### What you need to do
Copy every line from the records that holds the word "testHandlingExceptionsDuringShutdown".
(Extracted data begins)
PR #9596, opened 2020-11-15
KAFKA-10723: Fix LogManager shutdown error handling

kowshik:
The asynchronous shutdown in `LogManager` has the shortcoming that if during shutdown any of the internal futures fail, then we do not always ensure that all futures are completed before `LogManager.shutdown` returns. This is because, [this line](https://github.com/apache/kafka/blob/trunk/core/src/main/scala/kafka/log/LogManager.scala#L502) in the `finally` clause shuts down the thread pools asynchronously. As a result, despite the `shut down completed` message from KafkaServer is seen in the error logs, some futures continue to run from inside `LogManager` attempting to close some logs. This is misleading during debugging. Also sometimes it introduces an avoidable post-shutdown activity where resources (such as file handles) are released or persistent state is checkpointed in the Broker.

In this PR, we fix the above behavior such that we prevent leakage of threads. If any of the futures throw an error, we  skip creating of checkpoint and clean shutdown file only for the affected log directory. We continue to wait for all futures to complete for all the directories.

**Test plan:**

Added a new unit test: `LogManager.testHandlingExceptionsDuringShutdown`.

### DIFF
--- a/core/src/main/scala/kafka/log/LogManager.scala
+++ b/core/src/main/scala/kafka/log/LogManager.scala
@@ -477,27 +477,41 @@ class LogManager(logDirs: Seq[File],
       jobs(dir) = jobsForDir.map(pool.submit).toSeq
     }
 
+    var firstExceptionOpt: Option[Throwable] = Option.empty
     try {
       for ((dir, dirJobs) <- jobs) {
-        dirJobs.foreach(_.get)
+        val errorsForDirJobs = dirJobs.map {
+          future =>
+            try {
+              future.get
+              Option.empty
+            } catch {
+              case e: ExecutionException =>
+                error(s"There was an error in one of the threads during LogManager shutdown: ${e.getCause}")
+                Some(e.getCause)
+            }
+        }.filter{ e => e.isDefined }.map{ e => e.get }
 
-        val logs = logsInDir(localLogsByDir, dir)
+        if (firstExceptionOpt.isEmpty) {
+          firstExceptionOpt = errorsForDirJobs.headOption
+        }
 
-        // update the last flush point
-        debug(s"Updating recovery points at $dir")
-        checkpointRecoveryOffsetsInDir(dir, logs)
+        if (errorsForDirJobs.isEmpty) {
+          val logs = logsInDir(localLogsByDir, dir)
 
-        debug(s"Updating log start offsets at $dir")
-        checkpointLogStartOffsetsInDir(dir, logs)
+          // update the last flush point
+          debug(s"Updating recovery points at $dir")
+          checkpointRecoveryOffsetsInDir(dir, logs)
 
-        // mark that the shutdown was clean by creating marker file
-        debug(s"Writing clean shutdown marker at $dir")
-        CoreUtils.swallow(Files.createFile(new File(dir, Log.CleanShutdownFile).toPath), this)
+          debug(s"Updating log start offsets at $dir")
+          checkpointLogStartOffsetsInDir(dir, logs)
+
+          // mark that the shutdown was clean by creating marker file
+          debug(s"Writing clean shutdown marker at $dir")
+          CoreUtils.swallow(Files.createFile(new File(dir, Log.CleanShutdownFile).toPath), this)
+        }
       }
-    } catch {
-      case e: ExecutionException =>
-        error(s"There was an error in one of the threads during LogManager shutdown: ${e.getCause}")
-        throw e.getCause
+      firstExceptionOpt.foreach{ e => throw e}
     } finally {
       threadPools.foreach(_.shutdown())
       // regardless of whether the close succeeded, we need to unlock the data directories
--- a/core/src/main/scala/kafka/log/LogManager.scala
+++ b/core/src/main/scala/kafka/log/LogManager.scala
@@ -477,26 +477,21 @@ class LogManager(logDirs: Seq[File],
       jobs(dir) = jobsForDir.map(pool.submit).toSeq
     }
 
-    var firstExceptionOpt: Option[Throwable] = Option.empty
     try {
       for ((dir, dirJobs) <- jobs) {
-        val errorsForDirJobs = dirJobs.map {
+        val hasErrors = dirJobs.exists {
           future =>
             try {
               future.get
-              Option.empty
+              false
             } catch {
               case e: ExecutionException =>
-                error(s"There was an error in one of the threads during LogManager shutdown: ${e.getCause}")
-                Some(e.getCause)
+                warn(s"There was an error in one of the threads during LogManager shutdown: ${e.getCause}")
+                true
             }
-        }.filter{ e => e.isDefined }.map{ e => e.get }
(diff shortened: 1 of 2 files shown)


kowshik:
cc @dhruvilshah3 @junrao @hachikuji for review

core/src/test/scala/unit/kafka/log/LogManagerTest.scala
```diff
@@ -83,6 +87,51 @@ class LogManagerTest {
...
+    log1.appendAsLeader(TestUtils.singletonRecords("test1".getBytes()), leaderEpoch = 0)
+    log1.takeProducerSnapshot()
+    log1.appendAsLeader(TestUtils.singletonRecords("test1".getBytes()), leaderEpoch = 0)
+
+    log2.appendAsLeader(TestUtils.singletonRecords("test2".getBytes()), leaderEpoch = 0)
+    log2.takeProducerSnapshot()
+    log2.appendAsLeader(TestUtils.singletonRecords("test2".getBytes()), leaderEpoch = 0)
+
+    // This should cause log1.close() to fail during LogManger shutdown sequence.
+    FileUtils.deleteDirectory(logFile1)
```
lqjack: If the end user delete the log files Manually , the server cannot be stopped. and The cannot startup it again? so in this case ,how do they resolve it ?

kowshik: Sorry I do not understand the question.

core/src/main/scala/kafka/log/LogManager.scala
```diff
@@ -477,27 +477,41 @@ class LogManager(logDirs: Seq[File],
...
+          // mark that the shutdown was clean by creating marker file
+          debug(s"Writing clean shutdown marker at $dir")
+          CoreUtils.swallow(Files.createFile(new File(dir, Log.CleanShutdownFile).toPath), this)
+        }
       }
-    } catch {
-      case e: ExecutionException =>
-        error(s"There was an error in one of the threads during LogManager shutdown: ${e.getCause}")
-        throw e.getCause
+      firstExceptionOpt.foreach{ e => throw e}
```
junrao: Hmm, since we are about to shut down the JVM, should we just log a WARN here instead of throwing the exception?

core/src/test/scala/unit/kafka/log/LogManagerTest.scala
```diff
@@ -83,6 +87,51 @@ class LogManagerTest {
     log.appendAsLeader(TestUtils.singletonRecords("test".getBytes()), leaderEpoch = 0)
   }
 
+  /**
+   * Tests that all internal futures are completed before LogManager.shutdown() returns to the
+   * caller during error situations.
+   */
+  @Test
+  def testHandlingExceptionsDuringShutdown(): Unit = {
+    logManager.shutdown()
```
junrao: Hmm, do we need this given that we do this in tearDown() already?

junrao (commented):
@kowshik : Thanks for the PR. A couple of comments below.

core/src/main/scala/kafka/log/LogManager.scala
kowshik: Great point. I've changed the code to do the same.
My understanding is that the exception swallow safety net exists inside `KafkaServer.shutdown()` today, but it makes sense to also just log a warning here instead instead of relying on the safety net: https://github.com/apache/kafka/blob/bb34c5c8cc32d1b769a34329e34b83cda040aafc/core/src/main/scala/kafka/server/KafkaServer.scala#L732.

core/src/test/scala/unit/kafka/log/LogManagerTest.scala
kowshik: Yeah this explicit shutdown is needed to:
1) Re-create a new `LogManager` instance with multiple `logDirs` for this test. This is different from the default one provided in `setUp()`.
2) Help do some additional checks post shutdown (towards the end of this test).

kowshik: Thinking about it again, you are right. I have eliminated the need for the `shutdown()` now by using a `LogManager` instance specific to the test.

kowshik:
Thanks for the review @junrao! I have addressed the comments in f917f0c24cebbb0fb5eb7029ccb6676734b60b3e.

core/src/test/scala/unit/kafka/log/LogManagerTest.scala
lqjack: What if error occur during the shutdown of the broker ?  should we log the error info to the log or just throw the exception ?

kowshik: It depends on the kind of error, but we do log the error information to the log today from within `KafkaServer.shutdown()`.

core/src/main/scala/kafka/log/LogManager.scala
```diff
@@ -479,25 +479,33 @@ class LogManager(logDirs: Seq[File],
 
     try {
       for ((dir, dirJobs) <- jobs) {
-        dirJobs.foreach(_.get)
+        val hasErrors = dirJobs.exists {
+          future =>
```
ijuma: Nit: this should be in the previous line.

core/src/main/scala/kafka/log/LogManager.scala
```diff
@@ -479,25 +479,33 @@ class LogManager(logDirs: Seq[File],
 
     try {
       for ((dir, dirJobs) <- jobs) {
-        dirJobs.foreach(_.get)
+        val hasErrors = dirJobs.exists {
```
ijuma: This looks wrong. `exists` short-circuits. I think you want `map` followed by `exists`.

core/src/main/scala/kafka/log/LogManager.scala
```diff
@@ -479,25 +479,33 @@ class LogManager(logDirs: Seq[File],
...
+          future =>
+            try {
```
ijuma: You can use `scala.util.Try` to wrap the call and get a `Success` or `Failure`.

core/src/main/scala/kafka/log/LogManager.scala
kowshik: Thats a really good point. Done.

core/src/main/scala/kafka/log/LogManager.scala
kowshik: Done.

core/src/main/scala/kafka/log/LogManager.scala
kowshik: Good idea, done.

kowshik:
Thanks for the review @ijuma ! I have addressed the comments in 8716429b48cad8af6ad73109c1d9f7442823c02f .

junrao (approved):
@kowshik : Thanks for the latest PR. LGTM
(Extracted data ends)
### Exercise response
Added a new unit test: `LogManager.testHandlingExceptionsDuringShutdown`.
+  def testHandlingExceptionsDuringShutdown(): Unit = {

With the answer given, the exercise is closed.